Input for this task START

PR #275, opened 2016-06-22
Treat UserPrefs as Model

HansNewbie:


HansNewbie:
@damithc is this a good implementation of what we discussed?

I will move the writing of preferences file to `StorageManager` if this is accepted.

src/main/java/address/controller/RootLayoutController.java
```diff
@@ -54,15 +51,14 @@ public RootLayoutController() {
     }
 
     @FXML
-    private void initialize() {
-        updateSaveLocationDisplay();
-    }
+    private void initialize() {}
```
HansNewbie: Can't call `updateSaveLocationDisplay` here because the `modelManager` is not passed in yet in `setConnections`. Moved it to `setConnections` instead. Might be better to abstract it out into some sort of initialize method that is outside of FXML initialize.

src/main/java/address/prefs/UserPrefs.java
```diff
@@ -29,6 +31,12 @@ public void setSaveLocation(String saveLocation) {
         }
 
         writePrefToFile();
+
+        EventManager.getInstance().post(new SaveLocationChangedEvent(new File(saveLocation)));
```
HansNewbie: If we are to move this to a manager, we need to wrap `UserPrefs` methods into `ModelManager` methods and post the event there.

src/main/java/address/controller/RootLayoutController.java
HansNewbie: No longer relevant due to #271

HansNewbie:
Yet to move the `UserPrefs` to `model` package.

src/main/java/address/controller/RootLayoutController.java
```diff
@@ -82,7 +75,7 @@ private FileChooser getXmlFileChooser() {
     @FXML
     private void handleNew() {
         logger.debug("Wiping current model data.");
-        PrefsManager.getInstance().clearSaveLocation();
+        modelManager.getPrefs().clearSaveLocation();
```
damithc: Edits to prefs should go through a method in ModelManger, not through the prefs object (which should be read only)

HansNewbie: Will do. How about for components that takes in `UserPrefs` in constructor? Should I make an interface that allows them to read only?

HansNewbie:
@damithc to create that read-only access to `UserPrefs` using packaging, I need to put `UserPrefs` in the same package as `ModelManager` (that is, `model`) and not in `model.datatypes` package. Is that alright?

damithc:
Either that or if that makes things messy you go for the 'ReadOnly interface' option.

HansNewbie:
I will leave it at that for now as it does not seem messy.

HansNewbie:
@damithc I will merge if no more comments

src/main/java/address/events/LoadPrefsRequestEvent.java
```diff
@@ -0,0 +1,20 @@
...
+
+    public LoadPrefsRequestEvent(File file) {
+        this.file = file;
+    }
+
+    @Override
+    public String toString(){
+        return "from " + file.getAbsolutePath();
+    }
+}
```
damithc: If loading preferences from the file happens only at the startup, we don't need an event for it. The MainApp can load the UserPrefs object using StorageManager (a static method?) and pass it to the constructor of ModelManager.

src/main/java/address/controller/RootLayoutController.java
```diff
@@ -82,7 +75,7 @@ private FileChooser getXmlFileChooser() {
     @FXML
     private void handleNew() {
         logger.debug("Wiping current model data.");
-        PrefsManager.getInstance().clearSaveLocation();
+        modelManager.clearPrefsSaveLocation();
```
damithc: Not related to this PR, but why the save location is resest here? The purpose of this menu option is to wipeout the data, not the location where it is saved, right?

src/main/java/address/storage/StorageManager.java
```diff
@@ -22,15 +23,13 @@
 public class StorageManager extends ComponentManager {
     private static final AppLogger logger = LoggerManager.getLogger(StorageManager.class);
 
-    private ModelManager modelManager;
-    private UserPrefs userPrefs;
+    public static final File DEFAULT_USER_PREF_FILE = new File("pref");
```
damithc: Should be `preferences.json`?

damithc:
No more comments from me for this version.

src/main/java/address/storage/StorageManager.java
HansNewbie: Noted.

src/main/java/address/controller/RootLayoutController.java
HansNewbie: I am not sure. Introduced in #91. I am guessing when you create a new addressbook you want to clear the save file so it won't erase the current addressbook file.

Should I remove it?

src/main/java/address/events/LoadPrefsRequestEvent.java
HansNewbie: Noted.

HansNewbie: Seems that's impossible, though. Because `StorageManager` needs `ModelManager` to be passed to its constructor. I can still load the prefs from `StorageManager` by calling `ModelManager.updatePrefsFromExternalData`, if that's fine with you.

Otherwise, `ModelManager` will need to update addressbook using event. (currently `StorageManager` will call `ModelManager.updateUsingExternalData` upon handling load event).

damithc: Use a static method?

HansNewbie: Oh right. Missed that. Will do.

pref
```diff
@@ -0,0 +1,3 @@
+{
+  "saveLocation" : "/Users/hans/Documents/Workspace/addressbook/src/test/data/sandbox/Untitled.xml"
+}
```
damithc: Should this file be here?

HansNewbie: My mistake. Put in while rebasing. Will remove.

src/main/java/address/controller/RootLayoutController.java
damithc: I see. OK, keep it.

damithc: May be add a comment?

HansNewbie: Sure.

src/main/java/address/storage/StorageManager.java
```diff
@@ -136,11 +136,49 @@ public void saveDataToFile(File file, ReadOnlyAddressBook data){
...
+        return prefs;
+    }
+
+    /**
      * Loads the data from the local data file (based on user preferences).
      */
     public void start() {
         logger.info("Starting storage manager.");
-        loadDataFromFile(userPrefs.getSaveLocation());
+        loadDataFromFile(modelManager.getPrefs().getSaveLocation());
```
damithc: It's better for StorageManger to keep a copy of preferences rather than get it from model manager. Storage location is StorageManager's business, not ModelManager's.

damithc:
Added some comments

src/main/java/address/storage/StorageManager.java
HansNewbie: Sure. Should I:
- pass the `UserPrefs` in the constructor parameter, i.e. `StorageManager(ModelManager modelManager, UserPrefs prefs)`, or
- just load it inside constructor since we can get it from `ModelManager`, i.e.
```java
public StorageManager(ModelManager modelManager) {
  this.modelManager = modelManager;
  this.prefs = modelManager.getPrefs();
  .
  .
  .
}
```

src/main/java/address/storage/StorageManager.java
```diff
@@ -21,13 +21,15 @@
...
     private ModelManager modelManager;
-    private UserPrefs userPrefs;
+    private UserPrefs prefs;
 
-    public StorageManager(ModelManager modelManager, UserPrefs userPrefs) {
+    public StorageManager(ModelManager modelManager) {
         super();
         this.modelManager = modelManager;
-        this.userPrefs = userPrefs;
+        this.prefs = modelManager.getPrefs();
```
HansNewbie: Is this fine? Or should I pass `prefs` in constructor?

src/main/java/address/storage/StorageManager.java
damithc: I prefer to pass it as parameter rather than get it from model manager. It makes the dependency more obvious.

HansNewbie: Sure.

HansNewbie:
Ready for review.

damithc:
No more comments from me

PR #277, opened 2016-06-22
Config should not be a singleton #273

### LINKED ISSUE #273: Config should not be a singleton

m133225:
Fixes #273


src/main/java/address/MainApp.java
```diff
@@ -41,34 +41,38 @@
...
     protected void initPrefs() {
         // For sub classes to override
     }
 
     protected void initComponents() {
-        modelManager = new ModelManager();
         storageManager = new StorageManager(modelManager, PrefsManager.getInstance().getPrefs());
-        mainController = new MainController(this, modelManager);
-        syncManager = new SyncManager();
+        initConfig();
```
damithc: called twice

src/main/java/address/MainApp.java
```diff
@@ -41,34 +41,38 @@
...
     public void init() throws Exception {
         logger.info("Initializing app ...");
         super.init();
+        initComponents();
         initConfig();
-        Config.setConfig(Config.getConfig());
         initPrefs();
         BrowserManager.initializeBrowser();
         //TODO: should this be here? looks out of place
-        initComponents();
```
damithc: I was expecting to see this order:
```
initConfig();
initPrefs();
initComponents();
```

damithc:
Added two comments. Probably you are not yet done with the code, so ignore my comments if not applicable.

src/main/java/address/MainApp.java
m133225: There's a problem with this order.
- Initializing the components also means initializing the storage manager, which is responsible for reading from the config file. i.e. the config will get overwritten by components initialization in TestApp.

Either way, there's some weird Exception being thrown in the start method at the moment. Will need to figure that out first.

m133225: Actually I guess we could check if it is instantiated in the first place before overriding with the read configs, but it just seems weird if the initConfig method is empty in the MainApp.

m133225:
Will move Config out of StorageManager. Don't think Config should be dependent on StorageManager since all other components (including StorageManager) may depend on values in Config.

PR #279, opened 2016-06-22
Made SyncManager extend ComponentManager

damithc:


damithc:
@m133225 for your review and merging

src/main/java/address/sync/SyncManager.java
```diff
@@ -28,18 +29,16 @@
     private RemoteManager remoteManager;
 
     public SyncManager() {
-        activeAddressBook = Optional.empty();
-        scheduler = Executors.newScheduledThreadPool(1);
-        requestExecutor = Executors.newCachedThreadPool();
-        EventManager.getInstance().registerHandler(this);
```
m133225: I think this shouldn't be removed? Needed for `SyncManager` to handle certain events.

HansNewbie: It's in `super()` call of `ComponentManager`.

damithc:
@m133225 go ahead and merge if ok.

PR #282, opened 2016-06-23
Tooltip footer, relocation of browsermanager init, remove version from footer status bar

### LINKED ISSUE #278: Relocation of initComponents()
The creation of browserManager instance need to be after the stage is created. As JavaFX webview needs it. 

Currently it is created before the stage is created.

Any suggestions guys, on where to move to?

```

    @Override
    public void init() throws Exception {
        logger.info("Initializing app ...");
        super.init();
        initConfig();
        Config.setConfig(Config.getConfig());
        initPrefs();
        BrowserManager.initializeBrowser();
        //TODO: should this be here? looks out of place
        initComponents();
    }
```

yl-coder:
Fixes #278

### DIFF
--- a/src/main/java/address/controller/StatusBarFooterController.java
+++ b/src/main/java/address/controller/StatusBarFooterController.java
@@ -32,11 +32,11 @@ public class StatusBarFooterController {
 
     private final long updateIntervalInSecs;
 
-    private final Label saveLocText;
+    private final Label saveLocationLabel;
 
     public StatusBarFooterController() {
         EventManager.getInstance().registerHandler(this);
-        this.saveLocText = new Label();
+        this.saveLocationLabel = new Label();
         Config config = Config.getConfig();
         updateIntervalInSecs = (int) DateTimeUtil.millisecsToSecs(config.updateInterval);
         timer = new TickingTimer("Sync timer", (int) updateIntervalInSecs,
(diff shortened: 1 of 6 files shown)


m133225:
Can't it be called in `BrowserManager`'s constructor? Didn't realise you were also changing this, will remove in my PR.

yl-coder:
@m133225 The initialise method of browser in mainApp must be called in a non ui. So maybe thats the reason why it is placed there instead at the mainApp.

src/main/java/address/controller/StatusBarFooterController.java
```diff
@@ -55,8 +56,12 @@ private void syncSchedulerOnTimeOut() {
...
         this.syncStatusBar = new StatusBar();
         this.updaterStatusBar = new StatusBar();
-        this.updaterStatusBar.getLeftItems().add(saveLocText);
-
+        saveLocText.setTextAlignment(TextAlignment.LEFT);
+        Tooltip tp = new Tooltip();
+        tp.textProperty().bind(saveLocText.textProperty());
+        saveLocText.setTooltip(tp);
+        this.updaterStatusBar.getRightItems().add(saveLocText);
+        saveLocText.setVisible(false);
```
HansNewbie: Abstract this to a method? Setting up of tooltip here breaks the abstraction level.

HansNewbie:
No more comments.

damithc:
Why did we remove version from status bar?

yl-coder:
Since we have the save location detail in the footer, i guess we can move the version to the about section? Since the user does not need to know about the version all the time.

damithc:
I see. Yes, that's the better place for version. However, we should add some more stuff to the footer to simulate a legit footer showing many different data items.

yl-coder:
Right. Will try to introduce more stuff into the footer.

PR #283, opened 2016-06-23
Autoscroll to bottom broken #276

### LINKED ISSUE #276: Autoscroll to bottom broken
Doesn't seem to work now. Probably something regressed during the update to the model manager.

yl-coder:
Fixes #276

### DIFF
--- a/src/main/java/address/browser/BrowserManager.java
+++ b/src/main/java/address/browser/BrowserManager.java
@@ -2,7 +2,6 @@ package address.browser;
 
 import address.browser.page.GithubProfilePage;
 import hubturbo.embeddedbrowser.BrowserType;
-import hubturbo.embeddedbrowser.EmbeddedBrowserFactory;
 import hubturbo.embeddedbrowser.HyperBrowser;
 import hubturbo.embeddedbrowser.page.Page;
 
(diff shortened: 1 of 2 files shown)


src/main/java/address/browser/BrowserManager.java
```diff
@@ -101,7 +100,8 @@ public synchronized void loadProfilePage(ReadOnlyViewablePerson person) {
         try {
             Page page = hyperBrowser.get().loadUrls(person.profilePageUrl(), listOfFutureUrl);
             GithubProfilePage gPage = new GithubProfilePage(page);
-            gPage.setPageLoadFinishListener(b -> Platform.runLater(() -> gPage.activateAutomateClickingAndScrolling()));
+            gPage.executePageLoadedTasks();
```
HansNewbie: We need this to fix the bug?

yl-coder: Yes, if the page is already loaded, then execute the tasks.

HansNewbie: If the call below (`setPageLoadFinishListener`) is not enough, then sure. No more comments.

PR #411, opened 2024-09-24
fix(protocol/lpp): Add required `cfg` on the `state` module and remove redundant ones from submodules.

KirilMihaylov:


gmanev7 (approved):
nice catch!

Input for this task END

* _Assignment_:
Above are the records. Print exactly, and only, the lines from the line with "final Label saveLocationLabel;" to the line with "Config config = Config.getConfig();", both inclusive.

* _Answer to the problem_:
+    private final Label saveLocationLabel;
 
     public StatusBarFooterController() {
         EventManager.getInstance().registerHandler(this);
-        this.saveLocText = new Label();
+        this.saveLocationLabel = new Label();
         Config config = Config.getConfig();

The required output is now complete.